We turn next to the argument that the financial losses that will be suffered by the appellant can provide any further mitigation. As we have set out at paragraph 54, the appellant will receive his accrued pension. True it is that he will not receive the pay or pensions he may have earned if he had continued in the service, but in that respect he is in no different position from any other person who loses his employment as a result of conviction for a serious offence. Little further mitigation is provided by this factor.

Conclusion

74.

As we have stated, the Court Martial was correct in its view that the starting point for the minimum term to be served by the appellant was 15 years because he had been convicted of murder. The Court Martial was also correct in its decision that a very substantial reduction was required from that starting point. As is apparent from what we have set out, we consider, taking into account the operational experience of members of the Court Martial, that the analysis of the aggravating and mitigating factors was in most respects substantially in accord with the analysis we have carried out, save in two significant respects.

75.

On all the evidence before us it is clear that in the events surrounding the murder of the insurgent the appellant acted entirely out of character and was suffering from combat stress disorder. It is very unfortunate that the only medical evidence before the Court Martial and before us was obtained over 2 years after the murder. We have accorded particular attention to the view of the Court Martial that thousands of other service personnel experienced the same or similar stresses and still acted properly and humanely. However, in assessing the evidence of stress and its effect on the appellant, we attach particular importance to the evidence in relation to the remoteness of the command post at which the appellant had been stationed for 5½ months and the limited contact with those commanding him. His mental welfare had not been assessed in the way in which it would ordinarily be assessed by a commanding officer and there is evidence that he was becoming somewhat paranoiac about the Taliban’s “gunning” for him.
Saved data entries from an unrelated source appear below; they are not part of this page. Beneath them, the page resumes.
PR #4463, opened 2018-06-26
Daemon: Fix preflight CORS request handling

maschwanden:
Problem:
When Electrum is started in daemon mode it calls an authenticate method for every incoming request. However, when a POST request from another domain is conducted, the actual POST request is always preceded by an OPTIONS request (Cross-Origin Resource Sharing; CORS, see https://developer.mozilla.org/en-US/docs/Web/HTTP/CORS). This OPTIONS request should/can not contain any credential information. Thus, in the current state the Electrum daemon is not accessible from other domains.

Fix:
Circumvent the authentication method when the request method is "OPTIONS".

### DIFF
--- a/lib/jsonrpc.py
+++ b/lib/jsonrpc.py
@@ -58,6 +58,9 @@ class VerifyingJSONRPCServer(SimpleJSONRPCServer):
                 # first, call the original implementation which returns
                 # True if all OK so far
                 if SimpleJSONRPCRequestHandler.parse_request(myself):
+                    # Do not authenticate OPTIONS-requests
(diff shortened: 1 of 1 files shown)


SomberNight:
Looks okay.
[This post](https://stackoverflow.com/a/15734032/7499128) also says "OPTIONS" requests should be exempt from authentication.
Have you tested this?

maschwanden:
Yes I tried it out. With this fix the authentication for OPTIONS requests is circumvented and, if implemented, do_OPTIONS() is called without any problems. Before the fix do_OPTIONS() is never called due to an authentication problem.

PR #4473, opened 2018-06-29
ln: enable adding peer in gui

ysangkok:
do not add_peer in open_channel, but add_peer in gui when opening channel to unknown peer. This does remove the automatic add_peer in open_channel, but that doesn't belong there. This means that there is no longer any add_peer in the CLI, but this can be added separately.


ecdsa:
This will create two classes of peers: peers that are run in aiosafe, and peers that are not.

ecdsa:
done in c4bb185f9857bc50fce6119d1f3bf37b5952c617

PR #4485, opened 2018-07-01
Expand Github issue template

lclc:
This will hopefully help lowering the amount of new issues and improve their quality.


ecdsa:
I think it will decrease their readability too. 
issues will all have the same section titles, whether or not the user actually writes useful information in them

Issue #3844, opened 2018-02-05
Mark 2fa fee outputs


AbdussamadA:
Users [are often](https://www.reddit.com/r/BitcoinBeginners/comments/7vchn7/electrum_tx_between_non_segwit_to_segwit_adress/) confused by 2fa fee outputs. They have no way of identifying the address as trusted coin's. It would be better if the output was marked as being for 2fa fees in the transaction details on the history tab.

Looking [at the code](https://github.com/spesmilo/electrum/blob/master/plugins/trustedcoin/trustedcoin.py#L308) I see the addresses are deterministically generated so Electrum knows what past 2fa fee addresses are and can identify them as such to the user.

PR #4490, opened 2018-07-02
colour 2fa billing outputs in Qt tx dialog

SomberNight:
resolves https://github.com/spesmilo/electrum/issues/3844

tx_dialog_color_2fa

Billing addresses are persisted in the wallet file.
When receiving a new billing index from TrustedCoin, which is a counter from 0 up, we generate all missing billing addresses up to that index (to cover the case of restoring from seed).

This information is used to colour the output addresses in the Qt tx dialog; and also to make sure when RBF bumping a transaction the billing output is not decreased.

Note that when restoring from seed and disabling 2fa, i.e. keeping two xprvs in the wallet, TrustedCoin is not contacted for billing info, and hence the billing addresses will not be calculated, and e.g. the colouring will not work.


bauerj:
Maybe it would be even clearer if the description would be added to the same line instead of a tooltip? There should be enough horizontal space in that text edit.

PR #5582, opened 2019-08-25
Use NamedTuple notation for TxOutput in test_lnchannel

JeremyRand:
This makes the code more resilient in case additional members are added to TxOutput later.


JeremyRand:
(Triggering a rebuild....)

PR #5593, opened 2019-08-28
Fix travis error

wakiyamap:
I fix this error.
``(standard_in) 1: syntax error``
https://travis-ci.org/spesmilo/electrum/jobs/577905117#L481


ecdsa:
thanks!

PR #5616, opened 2019-09-04
Split out common JSON-RPC server code.

domob1812:
This adds back a `jsonrpc.py` file, holding common code for JSON-RPC servers as they are used both for the `WatchTowerServer` and the core `Daemon`.  By doing so, we avoid duplicating that code (even if it is not so much), and ease possible future maintenance.

### DIFF
--- a/electrum/daemon.py
+++ b/electrum/daemon.py
@@ -41,13 +41,14 @@ from jsonrpcserver import response
 from jsonrpcclient.clients.aiohttp_client import AiohttpClient
 
 from .network import Network
-from .util import (json_decode, to_bytes, to_string, profiler, standardize_path, constant_time_compare)
+from .util import json_decode, to_bytes, to_string, profiler, standardize_path
 from .util import PR_PAID, PR_EXPIRED, get_request_status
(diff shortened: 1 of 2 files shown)


domob1812:
Travis failures seem unrelated

ecdsa:
thanks

ecdsa:
not going to merge this, it does not save enough lines with the current code.
note that the handle methods are now different.

domob1812:
> not going to merge this, it does not save enough lines with the current code.

That's your call of course.  But note that I see another benefit (apart from saving code) in separating the logic that "just does a JSON-RPC server" from the "actual logic".  IMHO that makes the code easier to read, as you don't have to keep the JSON-RPC server stuff in your mind when reading `daemon.py`.  (And I assume that most readers / changes will happen to `daemon.py` itself, not the JSON-RPC server.)

> note that the handle methods are now different.

I don't see a difference in the current `master` branch (except for details about error reporting and the lack of authentication for the `WatchTowerServer`, which could probably be unified anyway).

PR #5628, opened 2019-09-09
Digital BitBox: Fix sending to self

TheCharlatan:
Make sure that a pubkey is only appended to the checkpub array if it corresponds to a change address. Signing will fail otherwise, if a non-change pubkey is sent as part of the checkpub list to the Digital BitBox.


SomberNight:
Is this due to a change in recent firmware? I think this used to work.

douglasbakkum:
Yes, there was a change in firmware that limited the range of BIP44 key paths that can be accessed: https://github.com/digitalbitbox/mcu/pull/266/files#diff-d62a720ed7d6ea48bbf4687b4dc4e7b3R157

The rationale is given in this blog post: https://medium.com/shiftcrypto/bitbox-desktop-app-4-6-0-with-firmware-6-0-3-release-ec46937afe7c

SomberNight:
Okay.
Tested.
Thank you.

PR #5631, opened 2019-09-12
wallet: organise get_tx_fee. store calculated fees. storage version 19.

SomberNight:
- in wallet file, under `tx_fees` key is now a dictionary:
  `txid -> (fee, is_calculated_by_us, num_inputs)`
- new wallet file version: 19
    - upgrade function simply deletes old `tx_fees` key
- we now store transaction fees that we calculate, in the wallet file, in above structure
    - see in particular `AddressSynchronizer.get_tx_fee` which is now kind of complicated... it handles all the logic for all current use cases


ecdsa:
thanks

PR #5640, opened 2019-09-13
config: introduce ConfigVar enum. default values are no longer duped

SomberNight:
On current master, every time we lookup the value of a config variable, we potentially duplicate the corresponding default value:
https://github.com/spesmilo/electrum/blob/c7346c1eb8f790ad71d14c634097fa67d2839ac5/electrum/simple_config.py#L184
Further, almost every time we get/set a config variable, we use a new inline string literal for the config key; which means the config keys are also duplicated all over the place.

This PR introduces a `ConfigVar` enum, which lists almost all configuration variables in a single place in the code, along with default values and config key strings on the same line for each.

### DIFF
--- a/electrum/base_crash_reporter.py
+++ b/electrum/base_crash_reporter.py
@@ -36,7 +36,6 @@ from .logging import describe_os_version, Logger
 
 class BaseCrashReporter(Logger):
     report_server = "https://crashhub.electrum.org"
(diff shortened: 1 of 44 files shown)


SomberNight:
closing in favour of https://github.com/spesmilo/electrum/pull/5649

PR #5649, opened 2019-09-20
config: introduce ConfigVar. 2nd approach

SomberNight:
This is an alternative approach to https://github.com/spesmilo/electrum/pull/5640

Usage:

```python
>>> from electrum.simple_config import SimpleConfig
>>> c = SimpleConfig()
>>> c.NETWORK_OFFLINE
<electrum.simple_config.ConfigVarWithConfig object at 0x0000023258A1DF60>
>>> c.NETWORK_OFFLINE.value
False
>>> c.NETWORK_OFFLINE.get_key_str()
'offline'
>>> SimpleConfig.NETWORK_OFFLINE.get_key_str()
'offline'
>>> c.get('offline')
False
>>> c.NETWORK_OFFLINE.is_modifiable()
True
>>> c.NETWORK_OFFLINE.is_defined()
False
>>> c.NETWORK_OFFLINE.value = 1
>>> c.NETWORK_OFFLINE.value
1
>>> c.get('offline')
1
>>> c.NETWORK_OFFLINE.is_defined()
True
```

### DIFF
--- a/electrum/simple_config.py
+++ b/electrum/simple_config.py
@@ -5,7 +5,7 @@ import os
 import stat
 import ssl
 from decimal import Decimal
-from typing import Union, Optional
+from typing import Union, Optional, Any, Dict
 from numbers import Real
 
 from copy import deepcopy
@@ -13,7 +13,8 @@ from copy import deepcopy
 from . import util
 from . import constants
 from .util import (user_dir, make_dir,
-                   NoDynamicFeeEstimates, format_fee_satoshis, quantize_feerate)
+                   NoDynamicFeeEstimates, format_fee_satoshis, quantize_feerate,
+                   DECIMAL_POINT_DEFAULT)
 from .i18n import _
 from .logging import get_logger, Logger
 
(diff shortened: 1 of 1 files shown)


ecdsa:
```
class my_property(property):

    def __init__(self, key, default):
        self._key = key
	self._default = default
        property.__init__(self, self.__get_x_, self.__set_x_)
        print(dir(self))

    def __get_x_(self, x):
        return x.properties.get(self._key, self._default)

    def __set_x_(self, x, y):
        x.properties[self._key] = y
        x.save()

    def key(self):
        return self._key

lass Config(object):

    properties = {}
    not_modifiable = ['blah']
    use_rbf = my_property('use_rbf2', 45)

    def save(self):
	print(self.properties)

    def is_set(self, key):
	return key in self.properties

    def is_set2(self, name):
	klass = getattr(Config, name)
	key = klass.key()
	return key in self.properties

    def is_modifiable(self, key):
	return key not in self.not_modifiable

c = Config()
print(c.use_rbf)
#c.use_rbf = 42                                                                                                                                                                               
print(c.is_modifiable(Config.use_rbf.key()))
print(c.is_set(Config.use_rbf.key()))
print(c.is_set2('use_rbf'))

```

ecdsa:
@SomberNight I simplifiedthe code,  `is_set` and `is_modifiable` take the class instead of the key

SomberNight:
> `c.is_modifiable(Config.use_rbf)`

Note: that is now similar to what the 1st PR did:
`config.is_modifiable(ConfigVar.WALLET_USE_RBF)`

(except you propose only to use it for certain less frequent methods; not for get/set)

richardsj:
` "history_rates": "checked"`

Set from versions < 4.4.0 (e.g. Electrum 4.3.4) causes an error "Cannot load wallet(2) :
TypeError("setChecked(self, bool): argument 1 has unexpected type 'str'")"

Temporary work-around is to **remove this line from the wallet config** manually i.e. delete the line above from the file `~/.electrum/config` but this error should not occur. Additionally the wallet is upgraded, thereby making the older Electrum no longer load it.

See #8367 for detail

SomberNight:
@richardsj thanks but it would have been better to comment that in https://github.com/spesmilo/electrum/issues/8367
This is a generic PR revamping how the config works, and your comment is about a specific bug regarding one config variable.

Issue #5629, opened 2019-09-09
SimpleConfig is supposed to be a singleton but we also create temporary SimpleConfig instances in some cases


SomberNight:
There is a process-global `config` object at any given time:
https://github.com/spesmilo/electrum/blob/e5502a58ba8fb7302f9b869981f6b23637daa6f9/electrum/simple_config.py#L34-L45
Every time `SimpleConfig.__init__` runs, we update the global `config` reference to `self`:
https://github.com/spesmilo/electrum/blob/e5502a58ba8fb7302f9b869981f6b23637daa6f9/electrum/simple_config.py#L123-L124

There is some code that uses `get_config` expecting to get the "correct" `SimpleConfig` object:
(for example)
https://github.com/spesmilo/electrum/blob/e5502a58ba8fb7302f9b869981f6b23637daa6f9/electrum/wallet.py#L1326-L1328

And there are also places where we create a temporary/transient `SimpleConfig` object.
For example, every time a CLI command runs:
https://github.com/spesmilo/electrum/blob/e5502a58ba8fb7302f9b869981f6b23637daa6f9/electrum/daemon.py#L429-L432

Clearly this can lead to bugs.

Note above examples are just examples; i.e. there might be more!

ecdsa:
I believe the instance creation in run_cmdline is not needed anymore.

PR #5652, opened 2019-09-22
config: no longer singleton. it is passed to Wallet.__init__

SomberNight:
SimpleConfig is no longer a singleton.

Everywhere we previously used SimpleConfig.get_instance(), now either get passed a config instance, or we try to get a reference to something else that has a reference to a config.
(see wallet, lnsweep, qt/qrcodewidget, qt/qrtextedit)


SomberNight:
related: https://github.com/spesmilo/electrum/issues/5629

ecdsa:
ah thanks for the pointer

PR #5660, opened 2019-09-26
Optional verification in gettransaction command

JeremyRand:
It is likely that a significant subset of users of the `gettransaction` command would like to not trust the server.  This PR adds an optional `verify` argument (disabled by default) to `gettransaction`, which when enabled verifies the transaction via the SPV verifier.

### DIFF
--- a/electrum/commands.py
+++ b/electrum/commands.py
@@ -49,6 +49,7 @@ from .paymentrequest import PR_PAID, PR_UNPAID, PR_UNKNOWN, PR_EXPIRED
 from .synchronizer import Notifier
 from .wallet import Abstract_Wallet, create_new_wallet, restore_wallet_from_text
 from .address_synchronizer import TX_HEIGHT_LOCAL
+from .verifier import SPV
 from .mnemonic import Mnemonic
 from .lnutil import SENT, RECEIVED
 from .lnpeer import channel_id_from_funding_tx
@@ -679,17 +680,29 @@ class Commands:
         return out
 
     @command('n')
-    async def gettransaction(self, txid, wallet: Abstract_Wallet = None):
+    async def gettransaction(self, txid, verify=False, height=None, wallet: Abstract_Wallet = None):
         """Retrieve a transaction. """
+        if verify:
+            if height is None:
+                raise Exception("Missing height")
+            verifier = SPV(self.network, None)._request_and_verify_single_proof(txid, height)
         tx = None
         if wallet:
             tx = wallet.db.get_transaction(txid)
         if tx is None:
-            raw = await self.network.get_transaction(txid)
+            raw_getter = self.network.get_transaction(txid)
+            if verify:
+                _, raw = await asyncio.gather(verifier, raw_getter)
+            else:
+                raw = await raw_getter
             if raw:
                 tx = Transaction(raw)
             else:
                 raise Exception("Unknown transaction")
+        elif verify:
+            await verifier
+        if verify and tx.txid() != txid:
+            raise Exception("Wrong txid")
         return tx.as_dict()
 
     @command('')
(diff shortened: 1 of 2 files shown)


JeremyRand:
(Feel free to take your time on reviewing this if you're busy with Lightning etc.; it's not super high priority for me at the moment.)

SomberNight:
I would suggest simply adding a `tx.txid() == txid` check at the end of the current method; which would be a ~2 line change. That can get merged instantly, as it is a no-brainer.
The current method does not test that the returned transaction actually corresponds to the input txid, which should absolutely be fixed, but regarding the addition of an SPV check, I am not sure what its purpose is.

Could you elaborate on at least one example usecase, where the SPV check in addition to the txid check would make sense?

The current method has an API: txid -> raw_tx (broadly speaking)
By adding the SPV check and providing `height` as a new argument, I would argue you are doing too many things in this method. See e.g. the `get_tx_status` command; I guess you are trying to achieve something like that (except that only works for in-wallet transactions atm) but as part of this existing kind-of unrelated method.

electrum/commands.py
```diff
@@ -679,17 +680,29 @@ def _mktx(self, wallet: Abstract_Wallet, outputs, *, fee=None, feerate=None, cha
...
+            else:
+                raw = await raw_getter
             if raw:
                 tx = Transaction(raw)
             else:
                 raise Exception("Unknown transaction")
+        elif verify:
+            await verifier
+        if verify and tx.txid() != txid:
+            raise Exception("Wrong txid")
```
SomberNight: As in comment; why can't we just do this; without the other checks?

SomberNight:
> I would suggest simply adding a tx.txid() == txid check at the end of the current method; which would be a ~2 line change. That can get merged instantly, as it is a no-brainer.
The current method does not test that the returned transaction actually corresponds to the input txid, which should absolutely be fixed, but regarding the addition of an SPV check, I am not sure what its purpose is.

I've pushed just this fix in https://github.com/spesmilo/electrum/commit/f72bb03af6d7f06a5d3fc911c806662ff0b4cd36

JeremyRand:
> Could you elaborate on at least one example usecase, where the SPV check in addition to the txid check would make sense?

@SomberNight very sorry for the delayed reply on this; things have been hectic here and they're probably not going to get much less hectic for at least a few more weeks.  Anyway, the general class of use cases is that Alice wants to show Bob some transaction in the blockchain, and Bob wants to see the transaction and also wants to be sure that the transaction really is in the blockchain like Alice said.  The transaction could be, for example, a transaction with an interesting scriptPubKey (e.g. the famous SHA1 pinata that Peter Todd created), or it could be a transaction whose signature encodes a hash that is being timestamped (which is what OpenTimestamps does).  In cases like this (particularly the latter example with a timestamp), knowing that the returned transaction really is in the blockchain is critical to the result being actually useful to Bob.

> See e.g. the `get_tx_status` command; I guess you are trying to achieve something like that (except that only works for in-wallet transactions atm) but as part of this existing kind-of unrelated method.

I actually had not noticed that method while writing this patch.  That said, the intended use case for this patch includes situations where the user explicitly does not want to save the transaction to the wallet, so `get_tx_status` in its current form isn't going to be adequate.  Maybe it could be refactored to apply to non-wallet transactions too; not totally sure.

Does the example use case I provided makes sense?  Do you think there's a better way to organize the functionality?

SomberNight:
> Alice wants to show Bob some transaction in the blockchain, and Bob wants to see the transaction and also wants to be sure that the transaction really is in the blockchain like Alice said
> Does the example use case I provided makes sense? Do you think there's a better way to organize the functionality?

I think we should introduce a new command that takes a txid (and maybe a block height), and returns whether the txid could be SPV verified -- specifically I think returning the number of confirmations might be more useful than a boolean (and return either zero or raise if SPV fails).

ecdsa:
this makes me think that the SPV class should probably not have a reference to wallet

Issue #5418, opened 2019-06-10
Implement Shamir backup ability for Trezor Model T


slush0:
Upcoming release of Trezor Model T will contain ability to create Shamir Backup and recover the seed into Trezor from such shares. It would be awesome to have support for Shamir Backup ability in create wallet / restore wallet for Trezor in Electrum, so users won't need to use official web wallet.

I kindly nominate @matejcik to implement this feature :-).

fresheneesz:
Not sure if this might be helpful, but I found this very old post with instructions on how to do fragmented backups with electrum: https://bitcointalk.org/index.php?topic=526381.0

SomberNight:
This is now implemented with https://github.com/spesmilo/electrum/pull/5692 merged

Issue #5419, opened 2019-06-10
Implement support for SLIP 39 (Shamir backup)


slush0:
This is related to #5418.

It would be awesome to have the ability to (at least) recover SLIP-39 (Shamir Backup) directly into Electrum, as a disaster recovery option for users who lost an access to Trezor.

I understand Thomas is not a fan of BIP-39 and he'll probably dislike SLIP-39 for the same reasons, so I'm not proposing *creating* SLIP-39 shares by Electrum, but having the ability to recover into Electrum would be just amazing.

I kindly nominate @matejcik for this task :-).

fresheneesz:
> Thomas is not a fan of BIP-39 and he'll probably dislike SLIP-39 for the same reasons

What reasons are those?

SomberNight:
>> Thomas is not a fan of BIP-39 and he'll probably dislike SLIP-39 for the same reasons

> What reasons are those?

I guess this has the potential to quickly turn into off topic... :) see https://lists.linuxfoundation.org/pipermail/bitcoin-dev/2016-August/013061.html

fresheneesz:
Those seem like well thought out complaints. Is there any alternative proposal that doesn't have those issues?

SomberNight:
As OP suggests, just as Electrum doesn't support creating BIP39 mnemonics, but does support recovering from them, we could have support for SLIP39 in a similar fashion.
A pull request that implements recovering from SLIP39 backups would be welcome.

Note that during recovery/restoring, with Electrum seeds and BIP39 seeds, there is only "one" seed to enter. With SLIP39, there are usually multiple shamir shares.
Hence this will probably involve some GUI work.

andrewkozlik:
Has anyone started working on this? @brianddk, @matejcik? If not, then I might have a shot at this myself.
> Note that during recovery/restoring, with Electrum seeds and BIP39 seeds, there is only "one" seed to enter. With SLIP39, there are usually multiple shamir shares.
> Hence this will probably involve some GUI work.

The text box for seed entry is multiline, so we can simply ask the user to type one share per line. There is already a status label below the text box, which we can use to inform the user about the number of missing shares, invalid checksum, mismatching shares etc. So I don't think any GUI work is necessary to get this up and running. Of course if anyone wants to play around with the GUI to create a multidialog walkthrough, then that can easily go into another PR later on.

brianddk:
[...]

PR #5692, opened 2019-10-10
Trezor: support for Shamir backup and recovery

matejcik:
implements #5418

please let me know if there's a code style tool I should be using?

### DIFF
--- a/contrib/requirements/requirements-hw.txt
+++ b/contrib/requirements/requirements-hw.txt
@@ -1,4 +1,4 @@
-trezor[hidapi]>=0.11.0
+trezor[hidapi]>=0.11.5
 safet[hidapi]>=0.1.0
 keepkey>=6.0.3
 btchip-python>=0.1.26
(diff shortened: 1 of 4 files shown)


matejcik:
rebased and retriggered CI check (which seemed to failed for unrelated reasons before).

SomberNight:
Do you really want Shamir to be the default if it's available?

SomberNight:
Otherwise, the diff itself look okay. :)

One concern I have is that if a user generates a Shamir backup on their Trezor, and they lose their device, they currently can't restore from the backup in software. This is part of the reason I am thinking Shamir should not be default for now.

matejcik:
you are right, we decided to keep the default the same as the current Wallet, even if Shamir is available.

> One concern I have is that if a user generates a Shamir backup on their Trezor, and they lose their device, they currently can't restore from the backup in software.

also true, and #5419 is still far on the roadmap, at least from my side.

made the change and rebased on top of today's master

SomberNight:
I've discussed with @ecdsa, and we think until it is implemented to restore from backup in software (without hw device), the Shamir options should be less visible.

In https://github.com/spesmilo/electrum/pull/5692/commits/18209fc782c08bb4b41d878d8fdedce86d9fa309, I've made these only visible after the user clicks "expert settings".

After https://github.com/spesmilo/electrum/issues/5419, we can make them more visible or even the default.

SomberNight:
Thank you for your work.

Taking into account the whole of the evidence, we conclude that combat stress arising from the nature of the insurgency in Afghanistan and the particular matters we have identified as affecting him ought to have been accorded greater weight as a mitigating factor.

76.

Moreover, the particular circumstances did not require an additional term by way of deterrence to the sentence as the Court Martial found. The open and very public way in which the proceedings were conducted overall, the worldwide publicity given to the appellant’s conviction, the life sentence imposed on him and the significant minimum term he must in any event serve before any consideration of parole will be sufficient deterrence.

77.

On that basis we have therefore concluded that although he remains subject to a sentence of imprisonment for life, the minimum term which he must serve before being considered for parole should be reduced to 8 years. His release will then depend on the Parole Board and, even thereafter, he will remain subject to the terms of the conditions of his licence. To that extent and to that extent only is this appeal allowed.